WHAT THE TASK ASKS
Please restate the data exactly, from the first line to the last.

___ MATERIAL PROVIDED ___

PR #357, opened 2017-06-05
Bump futures to 0.1.16, move to `Notify` API

### LINKED ISSUE #356: Figure out upgrade to futures `Notify` API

___

RESULT FOR THIS EXERCISE
PR #357, opened 2017-06-05
Bump futures to 0.1.16, move to `Notify` API

### LINKED ISSUE #356: Figure out upgrade to futures `Notify` API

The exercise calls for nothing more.